PR #1934, opened 2026-08-21
fix(trip-planner): tell the rider why Ask KRAIL could not read their trip

ksharma-xyz:
## What

Every model-unavailable path landed in `UNRESOLVED` with no reason set, which the banner renders as "Something is missing there. Name where you are going, and where from." That is advice about a sentence, shown to a rider whose sentence was never read.

## Changes

- Adds `UnresolvedReason.MODEL_UNAVAILABLE` and `MODEL_NEEDS_SETTING`, with messages naming what the rider can act on. On a device that cannot run the model, the message points at tapping the stops instead; on one with the setting switched off, it names the setting.
- `withUnavailableModel` in a new `TripIntentResolution.kt` maps each `AiUnavailableReasons` value onto a phase and reason. `CHECK_FAILED` falls through to `COULD_NOT_READ`, since a failed check says nothing about the device and is worth retrying. It is matched by fallthrough rather than equality because Android suffixes the throwable message onto it.
- Adds `isDeviceCapable` to the state and `isWayInAvailable` (flag AND device) as the entry-point gate. The wheel was gated on the remote-config flag alone, so it rendered on devices with no on-device AI and failed on every submit.
- Only `DEVICE_UNSUPPORTED` removes the entry point. A model still downloading, or one switched off in Settings, both keep it, because both become available without a new build.
- `isDeviceCapable` is held as a ViewModel field as well as in the state, since `OpenInput`, `StartOver` and `CloseInput` each rebuild the state from scratch.
- Pure functions live in a separate file rather than as private ViewModel methods: detekt counts branches in nested functions toward the enclosing one, so the extraction only helps if it leaves the class.

The existing `unsupported device lands in UNRESOLVED` test asserted the phase and never the message, which is why this was green while the wrong text shipped. New tests pin the reason.

## Testing

- `./gradlew testAndroidHostTest --continue` green; 6 new tests covering each reason, the entry-point gate, and the device verdict surviving all three state resets
- Physical Pixel 10 Pro: `[AI_OUTCOME] deviceCapable=true`, entry point present, a submit resolved both ends. Emulator without Gemini Nano: `deviceCapable=false`, entry point correctly absent.

## Snapshots

Not captured. The banner copy only renders on a device where the model is unavailable, and the emulator that reproduces that state also hides the entry point needed to reach the banner. Verified through unit tests on the reason mapping instead.

### DIFF
--- a/feature/trip-planner/ui/src/commonMain/kotlin/xyz/ksharma/krail/trip/planner/ui/components/ai/AiInputPieces.kt
+++ b/feature/trip-planner/ui/src/commonMain/kotlin/xyz/ksharma/krail/trip/planner/ui/components/ai/AiInputPieces.kt
@@ -275,6 +275,17 @@ private fun AiSearchInputUiState.unresolvedMessage(): String = when (unresolvedR
     UnresolvedReason.COULD_NOT_READ ->
         "That did not come through. Have another go, or use fewer words."
 
+    // Neither the sentence nor anything the rider can do. Saying so and pointing at the way
+    // that does work beats an apology, and beats the advice this used to give, which was to
+    // reword a sentence nothing had read.
+    UnresolvedReason.MODEL_UNAVAILABLE ->
+        "This phone cannot run the on device AI that Ask KRAIL needs. Tap the stops to plan a " +
+            "trip instead."
+
+    // The one model problem with a fix the rider owns, so it names the switch.
+    UnresolvedReason.MODEL_NEEDS_SETTING ->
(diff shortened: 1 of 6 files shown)


ksharma-xyz:
* **#1934** <a href="https://app.graphite.com/github/pr/ksharma-xyz/KRAIL/1934?utm_source=stack-comment-icon" target="_blank">Graphite</a> 👈 <a href="https://app.graphite.com/github/pr/ksharma-xyz/KRAIL/1934?utm_source=stack-comment-view-in-graphite" target="_blank">(View in Graphite)</a>
* `main`


<h2></h2>

PR #389, opened 2022-07-22
remove unnecessary code

pjueon:
In the demo 16 of python, the offsets were already set.


AnderBiguri:
Hi! 
You are correct, but those lines are there more to showcase that you can do it, rather than to have functioning code. 
Maybe the change required is to clarify that in the comments, something like 

`# Offsets (Optional, the default values are zero, thus there is no need to define them if you have none). `

pjueon:
You mean I removed all the lines that set offsets and am using the default values of the offsets?
No, what I was trying to say was there were exactly same lines right above.

AnderBiguri:
Ah, I checked the file wrong, Accidentaly oppened your modified version rather than TIGRE, you are absolutely right.

PR #396, opened 2022-08-18
Pull request for Krylov subspace algorithms

malena-sabate:


MATLAB/Algorithms/LSQR.m
```diff
@@ -0,0 +1,273 @@
...
+u=proj-Ax(x,geo,angles,'Siddon','gpuids',gpuids);
+normr = norm(u(:),2);
+u = u/normr;
+
+beta = normr;
+phibar = beta;
+
+% msl: I have not checked 'redundancy_weights', do they have to do with 
+% mismatched transpose? 
+if redundancy_weights
```
AnderBiguri, line 78: No, we should remove them. They are weigths that minimize overlap of data when there is offset of detector. They are quite heuristic, so I think they will screw up our nice Krylov spaces.

MATLAB/Algorithms/LSQR.m
```diff
@@ -0,0 +1,273 @@
...
+    x0 = x;
+    if (ii==1 && verbose);tic;end
+    
+    % (3)(a)
+    u = Ax(v,geo,angles,'Siddon','gpuids',gpuids) - alpha*u;
+    beta = norm(u(:),2);
+    u = u / beta;
+    
+    % (3)(b)
+    if redundancy_weights % msl: Is this right here?
```
AnderBiguri, line 106: same stuff here.

MATLAB/Algorithms/LSQR.m
```diff
@@ -0,0 +1,273 @@
...
+    end
+    alpha = norm(v(:),2);
+    v = v / alpha;    
+
+    % (4)(a-g)
+    rho = sqrt(rhobar^2 + beta^2);
+    c = rhobar / rho;
+    s = beta / rho;
+    theta = s * alpha;
+    rhobar = - c * alpha; % msl: I am overwriting a matlab function, maybe change name
```
AnderBiguri, line 119: Agree, any suggestion?

MATLAB/Algorithms/LSQR.m
```diff
@@ -0,0 +1,273 @@
...
+    normr = normr*abs(s);   % ||r_k|| = ||b - A x_k||
+                            % Only exact if we do not have orth. loss 
+    normAtr = phibar * alpha * abs(c); % msl: Do we want this? ||A^T r_k||
+    errorL2(ii)=normr;
+    
+    % (6) Test for convergence. 
+    % msl: I still need to implement this. 
+    % msl: There are suggestions on the original paper. Let's talk about it!
+    
+    if measurequality % msl: what is this??
```
AnderBiguri, line 138: terrible names. Measure_quality computes stuff like MSE, UQI, SSIM, PSNR etc. Its here if you want to evaluate not just the norm, but how much of your image quality measure is changin every iteration. Tends to be off, but can be useful for heuristic stopping criteria testing.

MATLAB/Algorithms/LSQR.m
```diff
@@ -0,0 +1,273 @@
...
+    end
+
+    if ii>1 && errorL2(ii)>errorL2(ii-1)  % msl: not checked
+        % OUT!
+       x=x-alpha*v;
+       if verbose
+          disp(['CGLS stoped in iteration N', num2str(ii),' due to divergence.']) 
+       end
+       return; 
+    end
```
AnderBiguri, line 149: we can remove this maybe, not sure. In CGLS sometimes it would go out, so I stopped. Never sure if it was a math issue or a numerical issue.

MATLAB/Algorithms/LSQR.m
```diff
@@ -0,0 +1,273 @@
+function [x,errorL2,qualMeasOut]= LSQR(proj,geo,angles,niter,varargin)
+
+% LSQR_CBCT solves the CBCT problem using LSQR.
```
AnderBiguri, line 3: LSQR (not LSQR_CBCT). Possibly need to change it in CGLS too. Old names.

MATLAB/Demos/d08_Algorithms03.m
```diff
@@ -63,6 +63,8 @@
  
 % use CGLS
 [imgCGLS, errL2CGLS]=CGLS(noise_projections,geo,angles,60);
+% use LSQR
```
AnderBiguri, line 66: maybe (at a more advanced stage of our work) we can try to explain why use one or the other? Or at least their differences.

AnderBiguri (commented):
Just adding comments to explain and keep track of stuff.

MATLAB/Algorithms/LSQR.m
malena-sabate: So this is not a stopping criterion as such but we are just checking the algorithm is not doing weird stuff? (i.e. loss of orthogonality). We should still have some sanity checks maybe (check if the values of the projected matrix are too small?). ErrorL2 is not the error but the residual norm, right? (or the norm of the discrepancy, value of the fit the data term, etc).

Let's try some examples and see what happens, what do you think?

MATLAB/Demos/d08_Algorithms03.m
malena-sabate: Not sure when you should ever use CGLS! But could be persuaded... we can look into that.

MATLAB/Algorithms/LSQR.m
malena-sabate: actually that is for rho. Change to rho_var or something like that

MATLAB/Algorithms/LSQR.m
AnderBiguri: Exactly, algorithm not doing weird stuff (I mean, it should never increase the residual, right?). Indeed its the residual norm. 

The problem is that I never seen this with synthetic data, only with real data. In real data the system matrix describes the measurement worse, thus these things happen more.

AnderBiguri:
Added python codes. 

TODO for Ander:

- [ ] Add IRN_TV_CGLS to demos, MATLAB
- [ ] Check optional parameter inputs in python
- [ ] Add algorithms to demos in python

MATLAB/Demos/d09_Algorithms04.m
```diff
@@ -191,17 +191,35 @@
                   
 imgSARTTV=SART_TV(noise_projections,geo,angles,50,'TViter',100,'TVlambda',50);           
 
+
+% IRN_TV_CGLS
+%==========================================================================
+%========================================================================== 
+% MALENA, CAN YOU ADD A SMALL TEXT HERE? EXPLAINING THE ALGORITHM IN 3
```
AnderBiguri, line 198: @malena-sabate  can you do this please?

AnderBiguri:
For some reason, IRN_TV_CGLS is 4 times slower in python, investigate....

MATLAB/Algorithms/hybrid_LSQR.m
```diff
@@ -0,0 +1,270 @@
...
+    % Solve the projected problem 
+    % (using the SVD of the small projected matrix)
+    Bk = B(1:ii+1,1:ii);
+    [Uk, Sk, Vk] = svd(Bk);
+    if ii==1
+        Sk = Sk(1,1);
+    else
+        Sk = diag(Sk);
+    end
+    rhsk = proj_rhs(1:ii+1);
```
AnderBiguri, line 118: @malena-sabate `proj_rhs` is never updated, bug?

AnderBiguri:
Mergin this, even if python `hybrid_fLSQR` is not working yet....

Issue #399, opened 2022-09-05
Crash when trying forward projection with flipped head phantom


pjueon:
I'm trying to run `Python/demos/d03_generateData.py` with the head phantom that is flipped upside down.
If I run the original demo code, it works.
But if I add this one line before the forward projection, the program crashes. 
```python
head = np.flip(head, axis=0)  # flip the phantom data upside down
```

I'm not sure but it might be an exception handling issue  between python and Cuda C++.

Or am I missing something?
 
## Expected Behavior
The program doesn't crash.

## Actual Behavior
The program crashes.

## Code to reproduce the problem (If applicable)

```python
import tigre
import numpy as np
from tigre.utilities import sample_loader
from tigre.utilities import CTnoise

geo = tigre.geometry_default(high_resolution=False)

#%% Define angles of projection and load phatom image

# define projection angles (in radians)
angles = np.linspace(0, 2 * np.pi, 50)
# load phatnom image
head = sample_loader.load_head_phantom(geo.nVoxel)


head = np.flip(head, axis=0) # flip the phantom data upside down
print("flip done")

# Simulate forward projection.
projections = tigre.Ax(head, geo, angles)   # crashes here!

print("Ax done")   # not excuted
```

## Specifications 

  - Python version: 3.9.2, with venv.
  - OS: Windows 11
  - CUDA version: Cuda 11.6

AnderBiguri:
I wonder if this has to do with `np.flip()` returning a _view_ and not a _copy_. 

Try to do 

`head = np.flip(head, axis=0).copy() # flip the phantom data upside down
`

pjueon:
@AnderBiguri 
Thanks! That does work. 

One more thing:

I also tried this one
```python
head = np.flip(head.copy(), axis=0) 
```
and it didn't work. Maybe flipped view causes crash(could be a bug)?

pjueon:
Here, casting `img.data` to C++ pointer might be the problem. I'm not familiar with numpy implementation but probably the numpy view's `data` is not flipped and not pointing the position we desire.

https://github.com/CERN/TIGRE/blob/54a854bec2bc5ebf4184c700d6298b31f00c1ec3/Python/tigre/utilities/cuda_interface/_Ax.pyx#L73-L83

pjueon:
Ok after googling about the memory order of numpy, I think I can fix this. I`ll make a PR when I get home.

AnderBiguri:
[...]

PR #400, opened 2022-09-06
Fix numpy memory order issue

pjueon:
- fix for #399 (not only `Ax`, but also all the cuda-numpy interface functions potentially have the same issue.)
- the memory order of the numpy arrays must be c-contiguous
- `numpy.ascontiguousarray` returns a contiguous array. Deep copy only occurs if the memory order is not c-contiguous.

I didn't added it but you can also add warnings when the deep copy occurs by checking `if img.flags['C_CONTIGUOUS']` if you want.

### DIFF
--- a/Python/requirements.txt
+++ b/Python/requirements.txt
@@ -1,5 +1,5 @@
 Cython
 matplotlib
-numpy
+numpy>=1.20.0
 scipy
 setuptools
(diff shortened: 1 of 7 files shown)


pjueon:
@AnderBiguri 
Please let me know your thoughts. 
Adding the warning option might be a good idea I think.

AnderBiguri:
This looks good. I though about the warnings, and while its a good idea, I am not entirely sure where to put them... It should never happen inside algorithms anyway, so maybe we can just forget the warnings, its quite an edge case that the user will not have enough memory.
==================================================
Exercise goal :: Across the records above, count the lines holding "about" and reply with that number alone.

Reply to the task :: 5